## Task objective
Print the records below verbatim.

## Given data
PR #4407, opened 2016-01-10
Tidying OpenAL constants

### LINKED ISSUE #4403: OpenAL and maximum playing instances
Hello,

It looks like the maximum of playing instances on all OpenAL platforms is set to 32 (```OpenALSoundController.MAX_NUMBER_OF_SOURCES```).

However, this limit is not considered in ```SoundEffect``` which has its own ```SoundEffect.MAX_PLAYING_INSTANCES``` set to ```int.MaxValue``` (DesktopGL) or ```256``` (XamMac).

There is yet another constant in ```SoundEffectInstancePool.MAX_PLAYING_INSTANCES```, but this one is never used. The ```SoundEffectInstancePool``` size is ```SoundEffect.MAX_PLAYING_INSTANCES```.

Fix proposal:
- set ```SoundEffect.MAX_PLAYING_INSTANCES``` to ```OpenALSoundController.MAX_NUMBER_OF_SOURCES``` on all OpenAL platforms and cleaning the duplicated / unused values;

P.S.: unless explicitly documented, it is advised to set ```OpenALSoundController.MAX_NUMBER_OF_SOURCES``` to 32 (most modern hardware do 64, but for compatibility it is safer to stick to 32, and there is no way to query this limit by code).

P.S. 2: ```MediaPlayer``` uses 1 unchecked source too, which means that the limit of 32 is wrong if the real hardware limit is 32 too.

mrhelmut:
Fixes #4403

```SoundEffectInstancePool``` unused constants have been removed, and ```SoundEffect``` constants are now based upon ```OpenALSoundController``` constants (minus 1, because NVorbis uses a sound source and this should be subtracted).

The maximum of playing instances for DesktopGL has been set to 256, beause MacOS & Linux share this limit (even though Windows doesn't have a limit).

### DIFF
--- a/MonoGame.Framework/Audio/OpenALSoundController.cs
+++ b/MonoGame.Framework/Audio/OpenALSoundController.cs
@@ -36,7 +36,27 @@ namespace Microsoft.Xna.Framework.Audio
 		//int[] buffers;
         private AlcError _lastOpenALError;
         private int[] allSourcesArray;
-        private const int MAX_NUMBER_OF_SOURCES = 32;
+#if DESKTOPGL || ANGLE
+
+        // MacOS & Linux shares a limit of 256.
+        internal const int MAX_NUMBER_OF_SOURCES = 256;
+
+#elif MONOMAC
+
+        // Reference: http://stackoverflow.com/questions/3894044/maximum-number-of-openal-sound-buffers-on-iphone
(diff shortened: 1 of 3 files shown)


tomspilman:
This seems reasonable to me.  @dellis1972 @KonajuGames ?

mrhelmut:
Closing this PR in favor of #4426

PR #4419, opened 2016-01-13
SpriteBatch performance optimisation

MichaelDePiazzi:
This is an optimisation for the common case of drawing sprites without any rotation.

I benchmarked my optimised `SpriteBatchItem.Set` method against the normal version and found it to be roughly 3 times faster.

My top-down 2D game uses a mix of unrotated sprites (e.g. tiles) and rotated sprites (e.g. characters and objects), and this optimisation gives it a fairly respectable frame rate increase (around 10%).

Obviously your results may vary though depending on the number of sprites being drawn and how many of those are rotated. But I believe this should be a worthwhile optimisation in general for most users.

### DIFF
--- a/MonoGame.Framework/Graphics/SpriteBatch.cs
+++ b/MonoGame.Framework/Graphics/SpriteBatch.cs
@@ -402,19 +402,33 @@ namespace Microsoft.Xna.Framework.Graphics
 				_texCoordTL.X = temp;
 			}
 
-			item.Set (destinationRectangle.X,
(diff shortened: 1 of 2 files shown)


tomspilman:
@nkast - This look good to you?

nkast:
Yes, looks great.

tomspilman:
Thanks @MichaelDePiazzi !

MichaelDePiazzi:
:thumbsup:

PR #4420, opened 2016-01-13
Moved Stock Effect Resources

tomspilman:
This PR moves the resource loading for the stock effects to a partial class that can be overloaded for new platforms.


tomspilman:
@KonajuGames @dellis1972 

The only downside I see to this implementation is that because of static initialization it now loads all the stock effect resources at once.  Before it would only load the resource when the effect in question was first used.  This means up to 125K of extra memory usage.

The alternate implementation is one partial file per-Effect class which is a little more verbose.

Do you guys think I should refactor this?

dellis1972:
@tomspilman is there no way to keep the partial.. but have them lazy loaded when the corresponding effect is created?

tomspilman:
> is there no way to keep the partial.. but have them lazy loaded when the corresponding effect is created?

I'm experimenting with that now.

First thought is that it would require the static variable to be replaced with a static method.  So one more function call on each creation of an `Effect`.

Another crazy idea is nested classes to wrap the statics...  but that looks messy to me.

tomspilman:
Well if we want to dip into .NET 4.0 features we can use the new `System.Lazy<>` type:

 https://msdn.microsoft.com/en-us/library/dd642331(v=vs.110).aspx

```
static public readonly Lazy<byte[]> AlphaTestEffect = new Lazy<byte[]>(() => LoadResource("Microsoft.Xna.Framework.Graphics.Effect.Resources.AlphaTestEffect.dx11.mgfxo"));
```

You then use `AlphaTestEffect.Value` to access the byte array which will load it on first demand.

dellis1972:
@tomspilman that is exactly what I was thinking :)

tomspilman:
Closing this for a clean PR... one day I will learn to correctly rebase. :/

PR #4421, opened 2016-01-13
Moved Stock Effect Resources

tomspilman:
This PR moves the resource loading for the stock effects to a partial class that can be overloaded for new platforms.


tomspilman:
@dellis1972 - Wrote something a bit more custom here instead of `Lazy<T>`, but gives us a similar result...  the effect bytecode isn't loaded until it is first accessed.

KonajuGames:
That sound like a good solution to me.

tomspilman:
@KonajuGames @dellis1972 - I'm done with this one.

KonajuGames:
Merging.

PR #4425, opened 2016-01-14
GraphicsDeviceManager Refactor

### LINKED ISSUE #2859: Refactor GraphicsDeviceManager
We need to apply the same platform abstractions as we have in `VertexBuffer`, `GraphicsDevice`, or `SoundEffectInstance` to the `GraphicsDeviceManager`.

## Expected answer
PR #4407, opened 2016-01-10
Tidying OpenAL constants

### LINKED ISSUE #4403: OpenAL and maximum playing instances
Hello,

It looks like the maximum of playing instances on all OpenAL platforms is set to 32 (```OpenALSoundController.MAX_NUMBER_OF_SOURCES```).

However, this limit is not considered in ```SoundEffect``` which has its own ```SoundEffect.MAX_PLAYING_INSTANCES``` set to ```int.MaxValue``` (DesktopGL) or ```256``` (XamMac).

There is yet another constant in ```SoundEffectInstancePool.MAX_PLAYING_INSTANCES```, but this one is never used. The ```SoundEffectInstancePool``` size is ```SoundEffect.MAX_PLAYING_INSTANCES```.

Fix proposal:
- set ```SoundEffect.MAX_PLAYING_INSTANCES``` to ```OpenALSoundController.MAX_NUMBER_OF_SOURCES``` on all OpenAL platforms and cleaning the duplicated / unused values;

P.S.: unless explicitly documented, it is advised to set ```OpenALSoundController.MAX_NUMBER_OF_SOURCES``` to 32 (most modern hardware do 64, but for compatibility it is safer to stick to 32, and there is no way to query this limit by code).

P.S. 2: ```MediaPlayer``` uses 1 unchecked source too, which means that the limit of 32 is wrong if the real hardware limit is 32 too.

mrhelmut:
Fixes #4403

```SoundEffectInstancePool``` unused constants have been removed, and ```SoundEffect``` constants are now based upon ```OpenALSoundController``` constants (minus 1, because NVorbis uses a sound source and this should be subtracted).

The maximum of playing instances for DesktopGL has been set to 256, beause MacOS & Linux share this limit (even though Windows doesn't have a limit).

### DIFF
--- a/MonoGame.Framework/Audio/OpenALSoundController.cs
+++ b/MonoGame.Framework/Audio/OpenALSoundController.cs
@@ -36,7 +36,27 @@ namespace Microsoft.Xna.Framework.Audio
 		//int[] buffers;
         private AlcError _lastOpenALError;
         private int[] allSourcesArray;
-        private const int MAX_NUMBER_OF_SOURCES = 32;
+#if DESKTOPGL || ANGLE
+
+        // MacOS & Linux shares a limit of 256.
+        internal const int MAX_NUMBER_OF_SOURCES = 256;
+
+#elif MONOMAC
+
+        // Reference: http://stackoverflow.com/questions/3894044/maximum-number-of-openal-sound-buffers-on-iphone
(diff shortened: 1 of 3 files shown)


tomspilman:
This seems reasonable to me.  @dellis1972 @KonajuGames ?

mrhelmut:
Closing this PR in favor of #4426

PR #4419, opened 2016-01-13
SpriteBatch performance optimisation

MichaelDePiazzi:
This is an optimisation for the common case of drawing sprites without any rotation.

I benchmarked my optimised `SpriteBatchItem.Set` method against the normal version and found it to be roughly 3 times faster.

My top-down 2D game uses a mix of unrotated sprites (e.g. tiles) and rotated sprites (e.g. characters and objects), and this optimisation gives it a fairly respectable frame rate increase (around 10%).

Obviously your results may vary though depending on the number of sprites being drawn and how many of those are rotated. But I believe this should be a worthwhile optimisation in general for most users.

### DIFF
--- a/MonoGame.Framework/Graphics/SpriteBatch.cs
+++ b/MonoGame.Framework/Graphics/SpriteBatch.cs
@@ -402,19 +402,33 @@ namespace Microsoft.Xna.Framework.Graphics
 				_texCoordTL.X = temp;
 			}
 
-			item.Set (destinationRectangle.X,
(diff shortened: 1 of 2 files shown)


tomspilman:
@nkast - This look good to you?

nkast:
Yes, looks great.

tomspilman:
Thanks @MichaelDePiazzi !

MichaelDePiazzi:
:thumbsup:

PR #4420, opened 2016-01-13
Moved Stock Effect Resources

tomspilman:
This PR moves the resource loading for the stock effects to a partial class that can be overloaded for new platforms.


tomspilman:
@KonajuGames @dellis1972 

The only downside I see to this implementation is that because of static initialization it now loads all the stock effect resources at once.  Before it would only load the resource when the effect in question was first used.  This means up to 125K of extra memory usage.

The alternate implementation is one partial file per-Effect class which is a little more verbose.

Do you guys think I should refactor this?

dellis1972:
@tomspilman is there no way to keep the partial.. but have them lazy loaded when the corresponding effect is created?

tomspilman:
> is there no way to keep the partial.. but have them lazy loaded when the corresponding effect is created?

I'm experimenting with that now.

First thought is that it would require the static variable to be replaced with a static method.  So one more function call on each creation of an `Effect`.

Another crazy idea is nested classes to wrap the statics...  but that looks messy to me.

tomspilman:
Well if we want to dip into .NET 4.0 features we can use the new `System.Lazy<>` type:

 https://msdn.microsoft.com/en-us/library/dd642331(v=vs.110).aspx

```
static public readonly Lazy<byte[]> AlphaTestEffect = new Lazy<byte[]>(() => LoadResource("Microsoft.Xna.Framework.Graphics.Effect.Resources.AlphaTestEffect.dx11.mgfxo"));
```

You then use `AlphaTestEffect.Value` to access the byte array which will load it on first demand.

dellis1972:
@tomspilman that is exactly what I was thinking :)

tomspilman:
Closing this for a clean PR... one day I will learn to correctly rebase. :/

PR #4421, opened 2016-01-13
Moved Stock Effect Resources

tomspilman:
This PR moves the resource loading for the stock effects to a partial class that can be overloaded for new platforms.


tomspilman:
@dellis1972 - Wrote something a bit more custom here instead of `Lazy<T>`, but gives us a similar result...  the effect bytecode isn't loaded until it is first accessed.

KonajuGames:
That sound like a good solution to me.

tomspilman:
@KonajuGames @dellis1972 - I'm done with this one.

KonajuGames:
Merging.

PR #4425, opened 2016-01-14
GraphicsDeviceManager Refactor

### LINKED ISSUE #2859: Refactor GraphicsDeviceManager
We need to apply the same platform abstractions as we have in `VertexBuffer`, `GraphicsDevice`, or `SoundEffectInstance` to the `GraphicsDeviceManager`.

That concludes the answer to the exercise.